Data to use>
* * * *
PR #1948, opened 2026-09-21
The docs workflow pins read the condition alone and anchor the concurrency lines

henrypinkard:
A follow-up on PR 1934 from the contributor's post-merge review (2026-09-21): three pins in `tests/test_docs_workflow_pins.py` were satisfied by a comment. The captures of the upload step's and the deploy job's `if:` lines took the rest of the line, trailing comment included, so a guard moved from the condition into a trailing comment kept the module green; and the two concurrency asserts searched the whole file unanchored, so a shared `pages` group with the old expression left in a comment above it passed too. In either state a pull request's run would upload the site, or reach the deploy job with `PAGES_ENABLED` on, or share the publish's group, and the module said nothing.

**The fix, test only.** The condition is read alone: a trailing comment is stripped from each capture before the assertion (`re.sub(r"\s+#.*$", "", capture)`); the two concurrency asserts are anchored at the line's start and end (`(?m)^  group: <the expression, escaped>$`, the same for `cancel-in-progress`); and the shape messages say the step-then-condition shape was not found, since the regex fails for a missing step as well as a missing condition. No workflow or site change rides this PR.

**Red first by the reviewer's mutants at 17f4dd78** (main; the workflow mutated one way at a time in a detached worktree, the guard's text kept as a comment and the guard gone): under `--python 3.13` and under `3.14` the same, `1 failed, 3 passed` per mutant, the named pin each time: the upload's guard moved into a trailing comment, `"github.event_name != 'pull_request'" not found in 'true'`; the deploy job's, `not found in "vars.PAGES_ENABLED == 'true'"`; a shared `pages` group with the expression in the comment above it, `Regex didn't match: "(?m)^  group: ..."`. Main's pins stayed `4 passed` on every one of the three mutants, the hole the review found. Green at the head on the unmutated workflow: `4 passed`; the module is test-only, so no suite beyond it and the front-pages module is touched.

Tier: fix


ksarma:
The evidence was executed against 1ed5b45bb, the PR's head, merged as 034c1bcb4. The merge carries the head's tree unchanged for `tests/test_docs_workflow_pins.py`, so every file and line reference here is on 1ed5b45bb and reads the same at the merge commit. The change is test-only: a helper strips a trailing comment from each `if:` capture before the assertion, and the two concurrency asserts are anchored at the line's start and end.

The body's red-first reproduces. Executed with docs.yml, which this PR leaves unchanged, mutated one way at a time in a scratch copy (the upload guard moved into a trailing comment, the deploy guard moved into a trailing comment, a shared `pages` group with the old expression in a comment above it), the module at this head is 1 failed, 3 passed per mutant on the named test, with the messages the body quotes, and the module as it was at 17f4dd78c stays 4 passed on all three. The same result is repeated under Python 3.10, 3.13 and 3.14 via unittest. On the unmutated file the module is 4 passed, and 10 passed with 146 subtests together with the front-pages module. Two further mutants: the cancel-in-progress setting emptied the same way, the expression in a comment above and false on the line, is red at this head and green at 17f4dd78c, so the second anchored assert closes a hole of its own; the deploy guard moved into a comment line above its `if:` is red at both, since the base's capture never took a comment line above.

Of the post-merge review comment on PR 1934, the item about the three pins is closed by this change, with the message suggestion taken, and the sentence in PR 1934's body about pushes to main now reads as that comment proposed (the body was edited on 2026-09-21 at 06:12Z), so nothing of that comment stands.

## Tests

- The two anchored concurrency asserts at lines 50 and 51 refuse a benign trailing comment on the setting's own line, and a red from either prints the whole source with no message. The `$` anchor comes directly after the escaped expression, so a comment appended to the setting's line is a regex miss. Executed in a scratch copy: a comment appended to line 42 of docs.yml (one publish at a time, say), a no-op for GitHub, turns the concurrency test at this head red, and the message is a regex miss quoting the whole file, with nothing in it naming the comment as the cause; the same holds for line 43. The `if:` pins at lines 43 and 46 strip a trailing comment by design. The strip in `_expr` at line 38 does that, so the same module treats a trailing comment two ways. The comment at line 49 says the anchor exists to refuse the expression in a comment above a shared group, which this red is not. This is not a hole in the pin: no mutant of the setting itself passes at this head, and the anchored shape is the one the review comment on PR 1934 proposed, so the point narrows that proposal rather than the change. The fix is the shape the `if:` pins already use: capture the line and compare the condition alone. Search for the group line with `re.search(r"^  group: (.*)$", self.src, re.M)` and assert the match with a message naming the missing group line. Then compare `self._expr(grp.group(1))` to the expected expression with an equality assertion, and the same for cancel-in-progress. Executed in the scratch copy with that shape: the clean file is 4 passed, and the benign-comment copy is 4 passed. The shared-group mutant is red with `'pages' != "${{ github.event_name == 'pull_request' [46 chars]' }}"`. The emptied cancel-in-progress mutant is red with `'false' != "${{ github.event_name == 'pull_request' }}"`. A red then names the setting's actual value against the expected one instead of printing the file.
* * * *
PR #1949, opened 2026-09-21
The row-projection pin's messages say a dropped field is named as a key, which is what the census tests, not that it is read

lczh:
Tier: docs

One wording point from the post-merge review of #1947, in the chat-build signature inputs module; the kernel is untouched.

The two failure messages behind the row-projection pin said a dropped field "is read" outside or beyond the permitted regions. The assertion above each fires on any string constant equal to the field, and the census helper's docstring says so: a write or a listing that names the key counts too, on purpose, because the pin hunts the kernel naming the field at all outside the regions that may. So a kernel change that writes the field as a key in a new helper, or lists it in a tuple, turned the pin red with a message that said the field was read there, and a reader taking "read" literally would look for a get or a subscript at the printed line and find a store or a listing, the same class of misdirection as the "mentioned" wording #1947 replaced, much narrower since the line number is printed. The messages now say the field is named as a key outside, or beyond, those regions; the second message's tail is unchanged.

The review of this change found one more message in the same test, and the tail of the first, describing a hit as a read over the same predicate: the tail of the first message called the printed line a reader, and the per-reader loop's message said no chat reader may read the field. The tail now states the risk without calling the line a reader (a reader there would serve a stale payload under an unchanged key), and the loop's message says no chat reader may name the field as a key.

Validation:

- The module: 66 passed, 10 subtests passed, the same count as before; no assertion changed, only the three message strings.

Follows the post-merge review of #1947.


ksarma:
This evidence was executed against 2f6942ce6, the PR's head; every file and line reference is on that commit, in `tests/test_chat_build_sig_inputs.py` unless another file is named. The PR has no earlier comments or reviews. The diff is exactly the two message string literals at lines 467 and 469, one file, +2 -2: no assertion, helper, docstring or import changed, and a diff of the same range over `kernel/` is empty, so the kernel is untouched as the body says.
* * * *
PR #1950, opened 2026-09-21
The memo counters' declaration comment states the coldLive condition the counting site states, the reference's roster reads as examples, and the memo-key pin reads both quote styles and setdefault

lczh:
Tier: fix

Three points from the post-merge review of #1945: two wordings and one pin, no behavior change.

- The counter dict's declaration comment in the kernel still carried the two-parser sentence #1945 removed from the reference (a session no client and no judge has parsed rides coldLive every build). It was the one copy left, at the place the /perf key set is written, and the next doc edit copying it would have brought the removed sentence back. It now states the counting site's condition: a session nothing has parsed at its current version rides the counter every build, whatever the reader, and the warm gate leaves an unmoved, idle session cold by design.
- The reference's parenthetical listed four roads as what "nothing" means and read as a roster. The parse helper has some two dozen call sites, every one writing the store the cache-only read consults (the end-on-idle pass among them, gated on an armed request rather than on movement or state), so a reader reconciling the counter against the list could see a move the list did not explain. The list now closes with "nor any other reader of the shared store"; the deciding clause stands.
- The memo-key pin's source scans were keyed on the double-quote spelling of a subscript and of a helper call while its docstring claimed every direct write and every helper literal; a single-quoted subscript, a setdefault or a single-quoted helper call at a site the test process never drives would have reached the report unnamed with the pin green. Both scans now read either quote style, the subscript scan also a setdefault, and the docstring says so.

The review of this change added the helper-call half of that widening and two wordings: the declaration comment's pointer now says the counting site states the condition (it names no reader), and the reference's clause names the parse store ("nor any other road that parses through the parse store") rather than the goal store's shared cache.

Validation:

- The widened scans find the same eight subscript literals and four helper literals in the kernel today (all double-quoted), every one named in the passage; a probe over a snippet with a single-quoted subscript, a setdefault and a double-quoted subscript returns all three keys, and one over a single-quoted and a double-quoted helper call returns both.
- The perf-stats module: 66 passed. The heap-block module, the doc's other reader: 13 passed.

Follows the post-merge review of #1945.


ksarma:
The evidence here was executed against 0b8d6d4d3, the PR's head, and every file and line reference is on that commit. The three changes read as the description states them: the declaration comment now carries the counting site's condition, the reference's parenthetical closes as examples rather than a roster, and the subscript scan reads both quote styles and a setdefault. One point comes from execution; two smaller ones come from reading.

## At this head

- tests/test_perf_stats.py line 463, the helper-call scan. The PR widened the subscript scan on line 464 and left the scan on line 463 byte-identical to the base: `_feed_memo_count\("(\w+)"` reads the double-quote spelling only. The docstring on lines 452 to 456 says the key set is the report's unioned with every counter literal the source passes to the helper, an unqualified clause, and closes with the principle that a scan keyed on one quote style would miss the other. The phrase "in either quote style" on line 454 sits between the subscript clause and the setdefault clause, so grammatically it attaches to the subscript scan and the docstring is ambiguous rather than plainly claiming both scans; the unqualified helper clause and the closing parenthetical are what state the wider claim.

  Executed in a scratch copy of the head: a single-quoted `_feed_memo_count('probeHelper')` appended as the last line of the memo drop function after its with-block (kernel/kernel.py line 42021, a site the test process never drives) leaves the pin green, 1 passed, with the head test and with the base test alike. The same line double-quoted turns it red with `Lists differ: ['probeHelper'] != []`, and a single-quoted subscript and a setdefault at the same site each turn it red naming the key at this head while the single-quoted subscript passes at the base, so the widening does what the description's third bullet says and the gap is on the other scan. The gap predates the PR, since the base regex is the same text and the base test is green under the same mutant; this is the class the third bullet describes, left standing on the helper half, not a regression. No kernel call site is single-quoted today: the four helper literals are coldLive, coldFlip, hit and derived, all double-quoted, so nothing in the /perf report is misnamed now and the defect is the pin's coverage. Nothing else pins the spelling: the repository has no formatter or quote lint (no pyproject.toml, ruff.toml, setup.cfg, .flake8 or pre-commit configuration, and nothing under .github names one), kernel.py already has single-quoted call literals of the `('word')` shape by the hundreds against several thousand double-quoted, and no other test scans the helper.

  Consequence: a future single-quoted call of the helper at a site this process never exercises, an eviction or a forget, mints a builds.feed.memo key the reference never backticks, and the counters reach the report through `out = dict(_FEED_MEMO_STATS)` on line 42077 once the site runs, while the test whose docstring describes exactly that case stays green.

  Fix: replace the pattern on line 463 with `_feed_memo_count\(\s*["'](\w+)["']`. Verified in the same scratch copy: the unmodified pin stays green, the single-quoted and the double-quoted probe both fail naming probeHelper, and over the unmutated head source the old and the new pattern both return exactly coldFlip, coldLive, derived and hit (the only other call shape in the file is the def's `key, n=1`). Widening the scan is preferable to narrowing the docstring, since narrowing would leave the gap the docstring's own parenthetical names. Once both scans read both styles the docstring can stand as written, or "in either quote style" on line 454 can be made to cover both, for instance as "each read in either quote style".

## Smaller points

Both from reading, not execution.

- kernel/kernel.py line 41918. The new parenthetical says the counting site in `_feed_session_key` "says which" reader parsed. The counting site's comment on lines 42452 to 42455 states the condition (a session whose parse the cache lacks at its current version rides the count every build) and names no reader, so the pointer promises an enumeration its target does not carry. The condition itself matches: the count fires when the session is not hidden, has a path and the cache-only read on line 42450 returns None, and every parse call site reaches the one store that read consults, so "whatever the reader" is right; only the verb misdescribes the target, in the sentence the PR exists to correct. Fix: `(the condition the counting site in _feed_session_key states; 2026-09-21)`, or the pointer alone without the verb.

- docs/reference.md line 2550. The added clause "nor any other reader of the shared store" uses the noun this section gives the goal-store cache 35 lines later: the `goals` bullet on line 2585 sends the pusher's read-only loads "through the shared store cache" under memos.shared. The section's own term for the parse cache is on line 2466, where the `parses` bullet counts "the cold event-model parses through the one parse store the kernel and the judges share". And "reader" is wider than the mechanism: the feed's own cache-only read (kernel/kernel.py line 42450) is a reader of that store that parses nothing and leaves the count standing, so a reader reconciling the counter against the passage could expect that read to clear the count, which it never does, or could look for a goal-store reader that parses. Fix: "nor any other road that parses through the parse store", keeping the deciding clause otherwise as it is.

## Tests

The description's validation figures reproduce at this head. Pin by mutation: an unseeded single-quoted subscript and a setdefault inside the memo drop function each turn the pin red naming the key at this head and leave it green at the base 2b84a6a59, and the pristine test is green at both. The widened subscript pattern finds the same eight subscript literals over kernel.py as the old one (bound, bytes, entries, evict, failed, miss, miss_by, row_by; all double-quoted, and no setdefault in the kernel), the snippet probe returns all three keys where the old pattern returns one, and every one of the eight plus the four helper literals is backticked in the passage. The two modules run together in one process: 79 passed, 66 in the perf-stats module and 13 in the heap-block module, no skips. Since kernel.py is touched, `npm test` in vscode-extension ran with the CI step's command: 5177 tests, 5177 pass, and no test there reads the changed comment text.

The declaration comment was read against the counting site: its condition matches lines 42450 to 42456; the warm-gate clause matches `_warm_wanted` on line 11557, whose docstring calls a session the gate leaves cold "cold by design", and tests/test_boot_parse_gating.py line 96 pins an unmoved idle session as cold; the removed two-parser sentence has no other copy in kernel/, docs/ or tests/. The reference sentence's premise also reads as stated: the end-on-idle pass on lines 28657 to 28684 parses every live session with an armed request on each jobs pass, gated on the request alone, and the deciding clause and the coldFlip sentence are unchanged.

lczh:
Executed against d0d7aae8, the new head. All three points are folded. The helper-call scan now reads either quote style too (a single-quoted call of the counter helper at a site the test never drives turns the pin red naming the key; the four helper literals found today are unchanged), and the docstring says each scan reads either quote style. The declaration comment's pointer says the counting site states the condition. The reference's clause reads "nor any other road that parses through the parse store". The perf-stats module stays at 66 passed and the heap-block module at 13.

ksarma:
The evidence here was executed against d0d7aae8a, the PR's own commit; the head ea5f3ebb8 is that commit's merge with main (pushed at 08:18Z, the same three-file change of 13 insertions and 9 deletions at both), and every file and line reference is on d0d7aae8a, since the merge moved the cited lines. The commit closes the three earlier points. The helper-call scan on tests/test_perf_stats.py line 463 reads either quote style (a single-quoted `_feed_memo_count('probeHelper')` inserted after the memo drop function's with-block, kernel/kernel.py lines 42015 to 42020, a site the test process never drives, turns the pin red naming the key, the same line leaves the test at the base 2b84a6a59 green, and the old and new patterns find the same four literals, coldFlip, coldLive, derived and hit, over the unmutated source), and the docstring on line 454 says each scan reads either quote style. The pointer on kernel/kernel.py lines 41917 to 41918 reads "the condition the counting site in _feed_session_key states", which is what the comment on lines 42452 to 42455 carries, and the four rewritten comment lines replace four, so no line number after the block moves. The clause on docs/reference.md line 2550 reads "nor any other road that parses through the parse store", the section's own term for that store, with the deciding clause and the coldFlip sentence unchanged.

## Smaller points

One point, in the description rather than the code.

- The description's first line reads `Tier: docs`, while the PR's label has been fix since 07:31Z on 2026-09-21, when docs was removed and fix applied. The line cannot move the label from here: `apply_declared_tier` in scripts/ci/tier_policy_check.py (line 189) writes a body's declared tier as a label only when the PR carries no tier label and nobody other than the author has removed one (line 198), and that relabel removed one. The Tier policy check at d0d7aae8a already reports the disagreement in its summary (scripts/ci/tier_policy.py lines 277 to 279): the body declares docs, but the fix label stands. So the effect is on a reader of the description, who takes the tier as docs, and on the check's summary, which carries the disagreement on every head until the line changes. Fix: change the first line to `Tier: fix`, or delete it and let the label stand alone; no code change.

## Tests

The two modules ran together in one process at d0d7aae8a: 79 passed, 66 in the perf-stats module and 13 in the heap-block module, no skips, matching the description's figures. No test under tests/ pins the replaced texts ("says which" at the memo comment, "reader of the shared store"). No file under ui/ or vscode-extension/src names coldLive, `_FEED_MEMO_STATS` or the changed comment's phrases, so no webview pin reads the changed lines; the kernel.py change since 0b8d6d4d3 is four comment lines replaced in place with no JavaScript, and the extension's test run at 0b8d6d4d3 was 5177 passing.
* * * *
Your task> Go through the entries above, and wherever a line holds the word "have", copy that line.

Result>
- The counter dict's declaration comment in the kernel still carried the two-parser sentence #1945 removed from the reference (a session no client and no judge has parsed rides coldLive every build). It was the one copy left, at the place the /perf key set is written, and the next doc edit copying it would have brought the removed sentence back. It now states the counting site's condition: a session nothing has parsed at its current version rides the counter every build, whatever the reader, and the warm gate leaves an unmoved, idle session cold by design.
- The memo-key pin's source scans were keyed on the double-quote spelling of a subscript and of a helper call while its docstring claimed every direct write and every helper literal; a single-quoted subscript, a setdefault or a single-quoted helper call at a site the test process never drives would have reached the report unnamed with the pin green. Both scans now read either quote style, the subscript scan also a setdefault, and the docstring says so.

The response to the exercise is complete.